Sejak keberangkatan tim pada selasa (14/5) pukul 5 pagi dari Jakarta, Tim Alquran Road Trip  NTT beberapa kali transit di Kupang dan Larantuka, NTT. Di Larantuka, dari pelabuhan Pante Palo Larantuka, tim harus menggunakan perahu motor kecil, menyebrangi lautan, ke pelabuhan Tanah Merah, pulau Adonara.

Di Pelabuhan Tanah Merah, Mobil Truck besar yang biasa digunakan masyarakat Adonara, menanti kedatangan tim. Di komandoi Ustadz Arifudin Anwar, Partner lapang BWA di NTT, kami menjelajahi Adonara dengan jalan penuh lubang dan cukup terjal berbatu.

Tim beristirahat sejenak di pondok pesantren Ikhwatul Mukminin pimpinan Ustadz Arifudin Anwar dan mulai membagikan Alquran pukul 13.00 waktu setempat. “Kami berangkat menyusuri pulau Adonara, mengunjungi Masjid dan TPA yang jaraknya antara tempat yang satu dengan yang lain berkisar 7 – 10 km,” ungkap Alimudin Baharsyah, salah seorang anggota tim BWA.

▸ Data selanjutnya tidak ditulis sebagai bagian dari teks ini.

PR #10, opened 2018-07-26
Ins 40 instance domain

ilyapt:
**- What I did**
Instance Domain
Instance Domain Proxy
Instance Domain Factory
Tests

**- How to verify it**
Run tests


genesis/public/core/instance.go
```diff
@@ -0,0 +1,161 @@
...
+)
+
+// InstanceDomainName is a name for instance domain.
+const InstanceDomainName = "InstanceDomain"
+
+// InstanceDomain is a contract that stores instances of other domains
+type InstanceDomain interface {
+	// Base domain implementation.
+	domain.Domain
+	// CreateInstance is used to new instance as a child to domain storage.
```
megge-dream: You probably forgot word "create" here :) ("is used to **create** new instance")

genesis/public/core/instance_test.go
```diff
@@ -0,0 +1,267 @@
...
+	factory := NewInstanceDomainFactory()
+	proxy := factory.Create(parent)
+	instDomain, _ := newInstanceDomain(parent)
+
+	assert.Equal(t, &instanceDomainProxy{
+		instance: instDomain,
+	}, proxy)
+}
+
+func TestInstanceDomainFactory_CreateWithError(t *testing.T) {
```
LinnikD: There need to be two tests with errors:  
- with no parent
- with parent, whose AddChild returns error

LinnikD:
Ok

genesis/public/core/instance.go
```diff
@@ -0,0 +1,161 @@
...
+func (idf *instanceDomainFactory) GetClassID() string {
+	return class.InstanceDomainID
+}
+
+// GetReference returns nil for not published factory
+func (idf *instanceDomainFactory) GetReference() *object.Reference {
+	return nil
+}
+
+// Create factory method is used to create new InstanceDomain instances.
```
dmitry-panchenko: `Create is factory method that used...`
or
`Create - factory method...`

Walau kondisi jalan dan akses yang sangat jauh tersebut tim mampu mengunjungi  tujuh lokasi, yakni ke desa Wuhung, Lambunga, Pepe Geka, Witihama, Pledo dan Bele. Apalagi, tambah Alimudin, daerah tersebut tidak terdapat satupun kendaraan umum.

“Bagaimana mereka dapat mengakses Alquran dan ilmu pengetahuan?” tanya Ali kepada rombongan.

“Alhamdulillah, meski sulit umat Islam tetap bertahan disini,” ujar Khairul, salah satu ustadz yang mengajar di pondok pesantren Ikhwatul Mukminin. Islam, lanjut Khairul, berasal dari kerajaan Islam Bima di Makassar.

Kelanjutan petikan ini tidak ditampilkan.